Breathing problems occur in about half of affected newborns and are the leading cause of death in the neonatal period. Babies who survive the first weeks face significant developmental challenges. Cognitive impairment is one of the most consistent features, with IQ scores typically ranging from 40 to 80 (average is 100). Between 50% and 60% of children with CDM have intellectual disability, and rates of autism, ADHD, and other behavioral conditions are elevated.
Diagnosis
A doctor may suspect myotonic dystrophy based on the combination of grip myotonia (difficulty releasing a handshake, for example), characteristic facial weakness, and early cataracts. But the definitive diagnosis comes from genetic testing, which identifies and measures the size of the repeat expansion. Several laboratory techniques can detect the mutation, and results typically confirm the diagnosis with high certainty. The size of the repeat also gives some indication of likely severity, though it’s not a perfect predictor for any individual.
Treatment and Management
There is no cure for myotonic dystrophy, and no treatment slows the underlying genetic process. Management focuses on each symptom individually.

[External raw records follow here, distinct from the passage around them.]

PR #435, opened 2016-11-02
print go and os version in version command

godrei:


_tests/integration/version_test.go
```diff
@@ -21,7 +21,9 @@ func Test_VersionOutput(t *testing.T) {
 		require.NoError(t, err)
 		require.Equal(t, `version: 1.4.3
 format version: 1.3.1
-build number:`+` `+`
+os: darwin (amd64)
```
viktorbenei: this won't pass on any other environment - please use "runtime.GOOS" etc here

PR #440, opened 2016-11-10
linux install fix

godrei:


tools/tools.go
```diff
@@ -85,18 +86,38 @@ func DownloadFile(downloadURL, targetDirPath string) error {
...
 	destinationPth := filepath.Join(bitriseToolsDirPath, toolBinName)
 
-	if err := DownloadFile(downloadURL, destinationPth); err != nil {
-		return fmt.Errorf("Failed to download, error: %s", err)
+	// For replacing a running executable in linux, we need to rm (unlink) it first.
+	// http://stackoverflow.com/questions/1712033/replacing-a-running-executable-in-linux
+	if exist, err := pathutil.IsPathExists(destinationPth); err != nil {
+		return fmt.Errorf("failed to check if file exist (%s), error: %s", destinationPth, err)
+	} else if exist {
+		if err := os.RemoveAll(destinationPth); err != nil {
```
viktorbenei: Use OS.Remove instead

tools/tools.go
```diff
@@ -85,18 +86,38 @@ func DownloadFile(downloadURL, targetDirPath string) error {
...
+			return fmt.Errorf("failed to remove file (%s), error: %s", destinationPth, err)
+		}
+	}
+
+	if err := cmdex.CopyFile(tmpDestinationPth, destinationPth); err != nil {
```
viktorbenei: Use OS.Rename (move) instead

PR #473, opened 2017-02-17
Include plugins list on the help pages

trapacska:


cli/cli.go
```diff
@@ -111,6 +110,8 @@ func printVersion(c *cli.Context) {
 
 // Run ...
 func Run() {
+	initAppHelpTemplate()
```
godrei: Do plugin.InitPaths here and call it only once!

PR #487, opened 2017-04-28
Added version naming convention advice to step development guideline

koral--:
To avoid potential issues like https://github.com/bitrise-io/bitrise-steplib/pull/965#issuecomment-297743757 or https://github.com/bitrise-io/bitrise-steplib/pull/356


viktorbenei:
That said, we should have unit tests for non three component versions, or otherwise make it sure that this would not affect anything in the CLI / StepLib.

AFAIK it should not, as we do have special versions, like `mater` in case of a `git::` step ref., where `master` is treated as the version; but I definitely see why @godrei asked for the three component steplib step version, as it's simply not proven it would work. But we definitely should provide it and make it work! ;)

godrei:
@koral-- thanks for the PR!

@viktorbenei for now, i think we should merge this PR and i scheduled to discuss about this topic.

viktorbenei:
@godrei agreed! 👍

PR #494, opened 2017-05-09
output alias test

viktorbenei:


viktorbenei:
Required format version 3 in CLI - so the new commits will fail until FV is bumped, should be rebuilt after

PR #498, opened 2017-05-09
default plugin version updates

godrei:


plugins/install.go
```diff
@@ -217,6 +217,7 @@ func isLocalURL(urlStr string) bool {
 // InstallPlugin ...
 func InstallPlugin(srcURL, versionTag string) (Plugin, string, error) {
 	newVersion := ""
+	pluginDir := ""
```
viktorbenei: pluginURI?

PR #507, opened 2017-05-29
CLI workflow prints

szokezsolt:
Cards completed:
1. Bitrise CLI - worklfows command should print workflow title too!
2. Add line under a workflow list item: run with: bitrise run WORKFLOW_NAME


szokezsolt:
Card completed:

Workflow stack print at start, not just "selected workflow"

cli/run.go
```diff
@@ -99,6 +99,27 @@ func runAndExit(bitriseConfig models.BitriseDataModel, inventoryEnvironments []e
 	os.Exit(0)
 }
 
+func printWorkflowSteps(bitriseConfig models.BitriseDataModel, workflowToRunID string) {
```
godrei: based on the [feature request](https://bitrise.uservoice.com/forums/235233-general/suggestions/11039397-add-full-stack-of-workflows-in-logs) i think we should print the workflow stack (BEFORE_WF1 -> BEFORE_WF2 -> TARGET_WF -> AFTER_WF), instead of the before and after workflows steps.

viktorbenei: yep, simply the workflow sequence, steps shouldn't be printed

cli/run.go
```diff
@@ -99,6 +99,27 @@ func runAndExit(bitriseConfig models.BitriseDataModel, inventoryEnvironments []e
 	os.Exit(0)
 }
 
+func printWorkflowSteps(bitriseConfig models.BitriseDataModel, targetWorkflowToRunID string) {
+	beforeWorkflowIDs := bitriseConfig.Workflows[targetWorkflowToRunID].BeforeRun
+	afterWorkflowIDs := bitriseConfig.Workflows[targetWorkflowToRunID].AfterRun
+	workflowsString := "Running workflows: "
```
godrei: should be `Running workflow` if only one workflow will be run.

cli/run.go
```diff
@@ -201,7 +222,7 @@ func run(c *cli.Context) error {
 		log.Fatalf("Failed to register  CI mode, error: %s", err)
 	}
 
-	log.Infoln(colorstring.Green("Running workflow:"), runParams.WorkflowToRunID)
+	printWorkflowSteps(bitriseConfig, runParams.WorkflowToRunID)
```
godrei: we prints the running workflow, not steps
printWorkflowSteps -> printRunningWorkflow

PR #508, opened 2017-05-30
Bitrise export fix

szokezsolt:
`bitrise export` should display the help - completed

### DIFF
--- a/cli/export.go
+++ b/cli/export.go
@@ -28,12 +28,12 @@ func export(c *cli.Context) error {
 	//
 
 	if outfilePth == "" {
-		bitriseHelp(c)
+		exportCommandHelp(c)
 		log.Fatal("No output file path specified!")
 	}
 
 	if outFormat == "" {
-		bitriseHelp(c)
+		exportCommandHelp(c)
 		log.Fatal("No output file format specified!")
 	}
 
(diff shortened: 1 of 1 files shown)


cli/export.go
```diff
@@ -28,10 +28,13 @@ func export(c *cli.Context) error {
 	//
 
 	if outfilePth == "" {
-		log.Fatal("No output file path specified!")
+		bitriseHelp(c)
+		log.Fatalf("No output file path specified!")
```
viktorbenei: `log.Fatalf` -> `log.Fatal`

no need for the `f`

cli/export.go
```diff
@@ -28,10 +28,13 @@ func export(c *cli.Context) error {
...
 	}
+
 	if outFormat == "" {
-		log.Fatal("No output file format specified!")
+		bitriseHelp(c)
+		log.Fatalf("No output file format specified!")
```
viktorbenei: same here of course

godrei:
This issue is about to show the cmd help, if the command call is invalid (any required flag/param missing).
There is one more param to check: the bitrise.yml (which can be either defined with its path (`--path`) / (`--config`) or its base64 data (`--config-base64`)), if non of these params is defined the command is invalid as well.

PR #532, opened 2017-09-07
Timeout

godrei:


_tests/integration/timeout_test.go
```diff
@@ -0,0 +1,57 @@
...
+		}
+		cmd := command.New(binPath(), "run", "timeout", "--config", configPth)
+		cmd.AppendEnvs(envs...)
+
+		start := time.Now()
+		out, err := cmd.RunAndReturnTrimmedCombinedOutput()
+		elapsed := time.Since(start)
+
+		require.EqualError(t, err, "exit status 1", out)
+		require.Equal(t, true, elapsed < 12*time.Second)
```
viktorbenei: add +1? :

```
require.Equal(t, true, elapsed > 10*time.Second)
```

tools/tools.go
```diff
@@ -314,6 +318,71 @@ func EnvmanRun(envstorePth, workDirPth string, cmd []string) (int, error) {
...
+	// to fix this, we listen and handle Interrupt signal manually
+	c := make(chan os.Signal, 1)
+	signal.Notify(c, os.Interrupt)
+	go func() {
+		for _ = range c {
+			if err := syscall.Kill(-cmd.Process.Pid, syscall.SIGKILL); err != nil {
+				log.Warnf("Failed to kill process, error: %s", err)
+			}
+			timer.Stop()
+			os.Exit(1)
```
viktorbenei: it seems Ctrl+C interrupt should be exit code `130`

tools/tools.go
```diff
@@ -314,6 +318,71 @@ func EnvmanRun(envstorePth, workDirPth string, cmd []string) (int, error) {
...
+	}
+
+	var timer *time.Timer
+
+	// Setpgid: true creates a new process group for cmd and its subprocesses
+	// this way cmd will not belong to its parent process group,
+	// cmd will not be killed when you hit ^C in your terminal
+	// to fix this, we listen and handle Interrupt signal manually
+	c := make(chan os.Signal, 1)
+	signal.Notify(c, os.Interrupt)
```
viktorbenei: add test: at least 2 steps with timeout -> does it cause any issues that we do multiple `signal.Notify(c, os.Interrupt)`? It seems to be a global notify

tools/tools.go
```diff
@@ -314,6 +318,71 @@ func EnvmanRun(envstorePth, workDirPth string, cmd []string) (int, error) {
...
+	go func() {
+		for _ = range c {
+			if err := syscall.Kill(-cmd.Process.Pid, syscall.SIGKILL); err != nil {
+				log.Warnf("Failed to kill process, error: %s", err)
+			}
+			timer.Stop()
```
viktorbenei: check if `timer == nil`

viktorbenei: or just remove this, if we `os.Exit` in the next line this won't matter

cli/run_util.go
```diff
@@ -351,6 +351,12 @@ func executeStep(step stepmanModels.StepModel, sIDData models.StepIDData, stepAb
 			toolkitName, err)
 	}
 
+	if step.Timeout != nil && *step.Timeout > 0 {
+		timeoutSeconds := *step.Timeout
+		timeout := time.Duration(timeoutSeconds) * time.Second
+		return tools.EnvmanRunWithTimeout(configs.InputEnvstorePath, bitriseSourceDir, cmd, timeout)
```
viktorbenei: instead of two separate EnvmanRun have only one; if `timeout <= 0` then there's no timeout, otherwise use the timeout

tools/tools.go
```diff
@@ -314,6 +318,71 @@ func EnvmanRun(envstorePth, workDirPth string, cmd []string) (int, error) {
 	return command.RunCommandInDirAndReturnExitCode(workDirPth, "envman", args...)
 }
 
+// EnvmanRunWithTimeout ...
+func EnvmanRunWithTimeout(envstorePth, workDirPth string, cmdArgs []string, timeout time.Duration) (int, error) {
```
viktorbenei: merge with `EnvmanRun`

tools/tools.go
```diff
@@ -314,6 +318,71 @@ func EnvmanRun(envstorePth, workDirPth string, cmd []string) (int, error) {
...
+	args = append(args, cmdArgs...)
+
+	command := command.NewWithStandardOuts("envman", args...).SetStdin(os.Stdin).SetDir(workDirPth)
+
+	// create a new process group for our process and its child processes
+	cmd := command.GetCmd()
+	cmd.SysProcAttr = &syscall.SysProcAttr{Setpgid: true}
+
+	if err := cmd.Start(); err != nil {
+		return 1, err
```
viktorbenei: this is an internal error, I'd suggest to use exit code < 0, e.g. `-1` as this is not the exit code of the command

tools/tools.go
```diff
@@ -314,6 +318,71 @@ func EnvmanRun(envstorePth, workDirPth string, cmd []string) (int, error) {
...
+	var timer *time.Timer
+
+	// Setpgid: true creates a new process group for cmd and its subprocesses
+	// this way cmd will not belong to its parent process group,
+	// cmd will not be killed when you hit ^C in your terminal
+	// to fix this, we listen and handle Interrupt signal manually
+	c := make(chan os.Signal, 1)
+	signal.Notify(c, os.Interrupt)
+	go func() {
+		for _ = range c {
```
viktorbenei: I think this `for` can be replaced with simply `<- c`

tools/tools.go
```diff
@@ -314,6 +318,71 @@ func EnvmanRun(envstorePth, workDirPth string, cmd []string) (int, error) {
...
+		if err := syscall.Kill(-cmd.Process.Pid, syscall.SIGKILL); err != nil {
+			log.Warnf("Failed to kill process, error: %s", err)
+		}
+	})
+	defer timer.Stop()
+
+	err := cmd.Wait()
+	timer.Stop()
+
+	exitCode := 0
```
viktorbenei: delete

tools/tools.go
```diff
@@ -314,6 +318,71 @@ func EnvmanRun(envstorePth, workDirPth string, cmd []string) (int, error) {
...
+
+	if err != nil {
+		exitCode = 1
```
viktorbenei: `:=`

tools/tools.go
```diff
@@ -314,6 +318,71 @@ func EnvmanRun(envstorePth, workDirPth string, cmd []string) (int, error) {
...
+
+		if exiterr, ok := err.(*exec.ExitError); ok {
+			if status, ok := exiterr.Sys().(syscall.WaitStatus); ok {
+				exitCode = status.ExitStatus()
+			}
+		}
+
+		if err.Error() == "signal: killed" {
```
viktorbenei: move this before the `if exiterr, ok := err.(*exec.ExitError); ok {` line

and return with a `< 0` exit code, as this is not the command's exit code

tools/tools.go
```diff
@@ -2,15 +2,19 @@ package tools
 
 import (
 	"bytes"
+	"errors"
```
viktorbenei: use `https://github.com/pkg/errors` instead, please ;)

tools/tools.go
```diff
@@ -306,12 +309,68 @@ func EnvmanClear(envstorePth string) error {
...
+	if timeout < 0 {
+		return command.RunAndReturnExitCode()
+	}
+
+	// create a new process group for our process and its child processes
+	cmd := command.GetCmd()
+	cmd.SysProcAttr = &syscall.SysProcAttr{Setpgid: true}
+
+	if err := cmd.Start(); err != nil {
+		return -1, err
```
viktorbenei: `return -1, errors.WithStack(err)`

tools/tools.go
```diff
@@ -335,9 +339,9 @@ func EnvmanRun(envstorePth, workDirPth string, cmdArgs []string, timeout time.Du
 	c := make(chan os.Signal, 1)
 	signal.Notify(c, os.Interrupt)
 	go func() {
-		_ = <-c
+		<-c
 		if err := syscall.Kill(-cmd.Process.Pid, syscall.SIGKILL); err != nil {
-			log.Warnf("Failed to kill process, error: %s", err)
+			log.Warnf("Failed to kill process, error: %s", errors.WithStack(err))
```
viktorbenei: %+v

tools/tools.go
```diff
@@ -348,7 +352,7 @@ func EnvmanRun(envstorePth, workDirPth string, cmdArgs []string, timeout time.Du
 
 	timer := time.AfterFunc(timeout, func() {
 		if err := syscall.Kill(-cmd.Process.Pid, syscall.SIGKILL); err != nil {
-			log.Warnf("Failed to kill process, error: %s", err)
+			log.Warnf("Failed to kill process, error: %s", errors.WithStack(err))
```
viktorbenei: %+v

PR #556, opened 2017-12-01
reverted

trapacska:


viktorbenei:
Please do this with reverse commit

PR #589, opened 2018-03-21
opt out secret filtering

godrei:


_tests/integration/log_filter_test.go
```diff
@@ -60,6 +60,26 @@ kniMwxz4hAg+QbhsdSlKzQjgbJJhzn3shiK7kMxL7DrUmhoIgQ1QMUERj4Lt8y9I
...
+	}
+
+	t.Log("disable filtering test")
+	{
+		secretsPth = "log_filter_disabled_test_secrets.yml"
+
+		cmd := command.New(binPath(), "run", "test", "--config", configPth, "--inventory", secretsPth)
+		out, err := cmd.RunAndReturnTrimmedCombinedOutput()
+		require.NoError(t, err, out)
+		require.Contains(t, out, `My ssh key: -----BEGIN RSA PRIVATE KEY-----
```
trapacska: please move out huge result contents into variables/constants

_tests/integration/log_filter_test_secrets.yml
```diff
@@ -1,4 +1,5 @@
 envs:
+- BITRISE_ENABLE_SECRET_FILTERING: true
```
trapacska: `ENABLE` is the same as setting an env to true or leave it as false. Please remove.

tools/tools.go
```diff
@@ -8,9 +8,11 @@ import (
...
 	"os"
 	"os/exec"
+	"os/signal"
 	"path/filepath"
 	"runtime"
 	"strings"
+	"syscall"
 	"time"
 
 	"golang.org/x/sys/unix"
```
trapacska: please remove newline below this line

tools/tools.go
```diff
@@ -338,22 +341,107 @@ func EnvmanClear(envstorePth string) error {
 	return nil
 }
 
-// EnvmanRun ...
+const enableSecretFilteringKey = "BITRISE_ENABLE_SECRET_FILTERING"
+
+// filteringEnabled returns true if enableSecretFilteringKey env presents with true value, false otherwise.
+func filteringEnabled(secrets []envmanModels.EnvironmentItemModel) bool {
```
trapacska: Why it is not a simple os.Getenv? Is it required to be parsed from secrets?

tools/tools.go
```diff
@@ -338,22 +341,107 @@ func EnvmanClear(envstorePth string) error {
...
+	for _, secret := range secrets {
+		key, value, err := secret.GetKeyValuePair()
+		if err != nil {
+			return false
+		}
+		if key == enableSecretFilteringKey && value == "true" {
```
trapacska: please merge if-s, `key == enableSecretFilteringKey && value == "true"` -> `err == nil && key == enableSecretFilteringKey && value == "true"` because the error is not used for anything else

tools/tools.go
```diff
@@ -338,22 +341,107 @@ func EnvmanClear(envstorePth string) error {
...
 }
 
-// EnvmanRun ...
+const enableSecretFilteringKey = "BITRISE_ENABLE_SECRET_FILTERING"
+
+// filteringEnabled returns true if enableSecretFilteringKey env presents with true value, false otherwise.
+func filteringEnabled(secrets []envmanModels.EnvironmentItemModel) bool {
+	for _, secret := range secrets {
+		key, value, err := secret.GetKeyValuePair()
+		if err != nil {
```
trapacska: remove this

tools/tools.go
```diff
@@ -338,22 +341,107 @@ func EnvmanClear(envstorePth string) error {
...
 func EnvmanRun(envstorePth, workDirPth string, cmdArgs []string, timeout time.Duration, secrets []envmanModels.EnvironmentItemModel) (int, error) {
 	logLevel := log.GetLevel().String()
 	args := []string{"--loglevel", logLevel, "--path", envstorePth, "run"}
 	args = append(args, cmdArgs...)
 
+	if !filteringEnabled(secrets) {
+		command := command.NewWithStandardOuts("envman", args...).SetStdin(os.Stdin).SetDir(workDirPth)
+
+		if timeout <= 0 {
+			exitCode, err := command.RunAndReturnExitCode()
```
trapacska: please include this call in the if below

tools/tools.go
```diff
@@ -338,22 +341,107 @@ func EnvmanClear(envstorePth string) error {
...
+			if err != nil {
+				err = errors.WithStack(err)
+			}
+			return exitCode, err
```
trapacska: please incude this in the if above so:
```
if exitCode, err := command.RunAndReturnExitCode(); err != nil {
return exitCode, errors.WithStack(err)
}
```

or even better not to use any if, just 
```
exitCode, err := command.RunAndReturnExitCode()
return exitCode, errors.WithStack(err)
```

because errors.WithStack(err) returns nil if err is nil

tools/tools.go
```diff
@@ -338,22 +341,107 @@ func EnvmanClear(envstorePth string) error {
...
+				log.Warnf("Failed to kill process, error: %+v", errors.WithStack(err))
+			}
+		})
+
+		err := cmd.Wait()
+
+		timer.Stop()
+
+		if err != nil {
+			if err.Error() == "signal: killed" {
```
trapacska: please do not use hardcoded error messages, or use them as const with the prefix of err like `errSigKill`.

tools/asynccmd/asynccmd.go
```diff
@@ -105,7 +105,7 @@ func (c *Cmd) Start() (chan Status, chan string) {
 					return
 				}
 
-				if len(lines) == 0 && combinedOut.lastWrite.After(combinedOut.lastWrite.Add(2*time.Second)) {
+				if len(lines) == 0 && time.Now().Sub(combinedOut.lastWrite) > 2*time.Second {
```
kdobmayer:
```go
time.Since(combinedOut.lastWrite)
```

PR #596, opened 2018-04-26
secret filtering flag

godrei:


cli/run.go
```diff
@@ -27,9 +27,30 @@ const (
...
+	Name:    "run",
+	Aliases: []string{"r"},
+	Usage:   "Runs a specified Workflow.",
+	Action:  run,
+	Flags: []cli.Flag{
+		// cli params
+		cli.StringFlag{Name: WorkflowKey, Usage: "workflow id to run."},
+		cli.StringFlag{Name: ConfigKey + ", " + configShortKey, Usage: "Path where the workflow config file is located."},
+		cli.StringFlag{Name: InventoryKey + ", " + inventoryShortKey, Usage: "Path of the inventory file."},
+		cli.BoolFlag{Name: "filtering", Usage: "Enables secret filtering", EnvVar: "BITRISE_SECRET_FILTERING"},
```
trapacska: If I see only the command without the help page, it might be not clearly understandable what `filtering` means.

I have no better suggestion like the ones below, but feel free ask someone else as well if you could find better, if not then avoid this comment.

if value true/false:
- `print-secrets`
- `hide-secrets`
- `filter-secrets`

trapacska: please write a little more descriptive summary: `Enables secret filtering`

for example:
`Hide secret values from the log`

cli/run.go
```diff
@@ -148,6 +165,11 @@ func run(c *cli.Context) error {
 		ciGlobalFlagPtr = pointers.NewBoolPtr(c.GlobalBool(CIKey))
 	}
 
+	var secretFiltering *bool
+	if c.IsSet("filtering") {
```
trapacska: let's discuss this couple of lines of code

cli/run_util.go
```diff
@@ -106,6 +106,35 @@ func registerCIMode(isCIMode bool) error {
...
+	}
+
+	for _, env := range inventoryEnvironments {
+		key, value, err := env.GetKeyValuePair()
+		if err != nil {
+			return false, err
+		}
+
+		if key == configs.IsSecretFilteringKey && value == "true" {
+			return true, nil
```
trapacska: `return (key == configs.IsSecretFilteringKey && value == "true"), nil`

cli/run_util.go
```diff
@@ -106,6 +106,35 @@ func registerCIMode(isCIMode bool) error {
...
+		}
+	}
+
+	return false, nil
+}
+
+func registerSecretFiltering(filtering bool) error {
+	configs.IsSecretFiltering = filtering
+
+	if filtering {
```
trapacska:
```
        if filtering {
                 log.Info(colorstring.Yellow("bitrise runs in Secret Filtering mode"))
	}
	return os.Setenv(configs.IsSecretFilteringKey, strconv.FormatBool(filtering))
```

PR #336, opened 2016-11-22
[BUGFIX] fix #335: UrlEncoder now recognises default language for empty L parameter

### LINKED ISSUE #335: Translated URL Paths in Default Language
I am actually not sure if this is a real issue, but I've had some trouble which seems related to this behaviour:

Assume I have a page called "Trouble Page" (ID: 123). It's German (language ID: 1) translation is "Problem-Seite".
When I view the default and the German version (not logged into the backend) I find all cache table entries I am expecting afterwards, but actually I get an additional entry.

Having a look at `tx_realurl_urldata` I see the following entries:
```
original_url | speaking_url
============================
id=123       | /trouble-page/
L=1&id=123   | /de/problem-seite/
L=&id=123    | /problem-seite/
```

The third entry is bugging me. It has the translated path segments but no language prefix.

As far as I can tell, this is not a problem in general since the first entry is used for generating links in the default language, but I did find some cases (though I do not know how to reproduce them exactly) in which this third entry showed up (on links generated in the default language). Some of those cases led to a 404 error, some were working (showing the default language version of the page).

Can you tell me, if this third kind of entry is generated on purpose?

/edit

Now I found a way to reproduce the problem in the front end using a bit of TypoScript. It's actually dead-simple.

```
10 = TEXT
10.typolink.parameter = 123
20 < .10
20.typolink.additionalParams = &L=1
30 < .10
30.typolink.additionalParams = &L=
```

The first link will point to the default version with the normal URL. The second will point to the translated version. The third will also point to the default version but it will be using the translated path segments.

s-ude:


dmitryd:
[Misconfiguration](https://github.com/dmitryd/typo3-realurl/wiki/Notes-for-Integrators#configuring-languages), no need for the change.

PR #337, opened 2016-11-22
[BUGFIX] Dynamic Asset Path for Backend Module

marcorieser:
We install the extension with composer into the typo3/ext folder. Because the path to the assets were hard coded (typo3conf/ext) the assets could not be loaded. With this fix, the path gets generated correct irrespective of the extension installation path.


dmitryd:
Thank you.

PR #339, opened 2016-11-25
[TASK] reduce amount of calls to limit entries in database tables

franzkugelmann:
on bigger websites (in our case ~50.000 pages and ~1.000 editors) the sql-statement to limit the number of entries in i.e. pathdata is called every few seconds. Because % 5 means around every fifth's time a new entry is written into that table. From my point of view it would be fitting to do this far more rarely.
It helped in our case to considerably improve DB performance.
% 5000 ist just a suggestion we use currently. Feel free to modify according to your opinion on that.


thegass:
+1 the default value kills performance on big sites.

dmitryd:
Thank you!

PR #340, opened 2016-11-25
[TASK] Replace underscore with hyphen while saving explicit pathdata in backend

franzkugelmann:
this is meant as hint to a behaviour which is confusing our editors currently. If the fill the pathdata-field explicitely they expect the url to be exactly like what they entered. Since in former realurl-version they used the underscore quite often, they still enter underscores. The underscore stays there if they save the page, but in frontend realurl creates a hyphen instead.
We are totally fine with the hyphens but suggest to replace underscores with hpyhens already while saving to avoid confusion.


dmitryd:
Thank you!

PR #347, opened 2016-12-01
[BUGFIX] fix urldata cache entries

maritwho:
Store the url in urldata cache in such way
to be found with $this-speakingUri in decode
process.

* add leading slash
* do urldecode

The cache entries are not found because of these two points above.


dmitryd:
This is not going to work because URLs in the cache are searched without leading slash. The problem with url encoding is solved at https://github.com/dmitryd/typo3-realurl/commit/03906d1d9a4a639f4bb73640786baf8ea4fce14c

maritwho:
Ok great,

thank you for solving :-)

PR #352, opened 2016-12-06
[BUGFIX] use mb_substr for alias

franzkugelmann:
Since substr ist not multi-byte save, realurl cannot create an alias if you have for example a news title with a german umlaut at exactly the position where you want to cut the string. Then the alias ist just empty.
Using mb_substr fixes that issue.


dmitryd:
I cannot merge this because:
1. `mbstring` is not the default PHP extension. It is not always installed.
1. TYPO3 provides functions for that which we can use.

I made a different solution.

PR #359, opened 2016-12-14
[BUGFIX] Cover all cases for appendMissingSlash

iamandrewluca:
Add `ifNotFile` in the regex to also match that option

I have a Multi language (`DE, EN, ES`) TYPO3 installation with realurl installed and configured. Default language `DE`
When I request `domain.com/es/` I get the Spanish version
But when I request `domain.com/es` without slash at end, I get German version.

This fix solves my problem.

### DIFF
--- a/Classes/Decoder/UrlDecoder.php
+++ b/Classes/Decoder/UrlDecoder.php
@@ -234,8 +234,8 @@ class UrlDecoder extends EncodeDecoderBase implements SingletonInterface {
 			if ($this->appendedSlash && count($options) > 0) {
 				foreach ($options as $option) {
 					$matches = array();
-					if (preg_match('/^ifNotFile|redirect(\[(30[1237])\])?$/', $option, $matches)) {
-						$code = count($matches) > 1 ? $matches[2] : 301;
+					if (preg_match('/^(ifNotFile|redirect(\[(30[1237])\])?)$/', $option, $matches)) {
+						$code = count($matches) > 2 ? $matches[3] : 301;
 						$status = 'HTTP/1.1 ' . $code . ' TYPO3 RealURL redirect';
 
 						// Check path segment to be relative for the current site.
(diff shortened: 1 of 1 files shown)


dmitryd:
`ifNotFile` is already handled above in the file. I could not reproduce the issue with this configuration:

```php
$GLOBALS['TYPO3_CONF_VARS']['EXTCONF']['realurl'] = array (
	'test.dev' => array(
		'init' => array(
			'appendMissingSlash' => 'ifNotFile,redirect[302]',
		),
...
```

iamandrewluca:
> ifNotFile is already handled above in the file.
Here ?
https://github.com/iamandrewluca/typo3-realurl/blob/80f58dc1583aeb7cb2cd525e1016ba1a4d93fcf2/Classes/Decoder/UrlDecoder.php#L225

dmitryd:
@iamandrewluca 

> However it seems at this line ifNotFile can be in $options and is not handled in if (preg_match... and redirect is not done

`ifNotFile` only restricts how redirects are done. It does not have to be in the regex to work.

iamandrewluca:
Well I think now I understand, I should set `appendMissingSlash` option to `redirect,ifNotFile` ?

dmitryd:
That's right. This thing is historical since realurl 1.x. To me it does not look like we need `ifNotFile` at all...

iamandrewluca:
Ok, thanks @dmitryd !
> To me it does not look like we need ifNotFile at all...

What if we have a file?

I set my option to `ifNotFile,redirect` everything works fine, except my
```
$GLOBALS['TYPO3_CONF_VARS']['FE']['pageNotFound_handling'] = '/404';
```
It gets into a infinite redirect. I set it to `/404/` and I get another error which is whole another problem
Thanks again!  
For now I will close this issue.

dmitryd:
Don't use speaking url there. Use normal `/index.php?id=12345`.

For myotonia itself, mexiletine (a sodium channel blocker) is considered the first-choice medication. It reduces the muscle stiffness that makes it hard to release objects or start walking after sitting. About 20% of people taking it experience stomach irritation, which can often be managed by taking the medication with food.
Cardiac care involves regular monitoring and, when conduction abnormalities progress, pacemakers or implantable defibrillators. Cataracts are treated with standard surgical removal when they impair vision. Excessive sleepiness may be managed with stimulant medications. Physical therapy helps maintain mobility, and ankle braces can compensate for foot drop caused by lower leg weakness. One important practical note: people with myotonic dystrophy have increased sensitivity to anesthesia, making it critical to inform surgical teams about the diagnosis before any procedure.
Life Expectancy
In adult-onset DM1, life expectancy is meaningfully reduced. A large study of Dutch patients found a median survival of 60 years for men and 59 years for women. By age 65, only 18% of patients were still alive, compared to 78% in the general population. The two leading causes of death, each responsible for roughly 30% of cases, were pneumonia (often from weakened breathing muscles and difficulty clearing the airway) and cardiac arrhythmias.
DM2 generally follows a milder course with less impact on lifespan, though it still causes significant disability through muscle pain, weakness, and the same multisystem complications seen in DM1. The wide variability in repeat size, age of onset, and organ involvement means that two people with the same diagnosis can have very different experiences with the disease.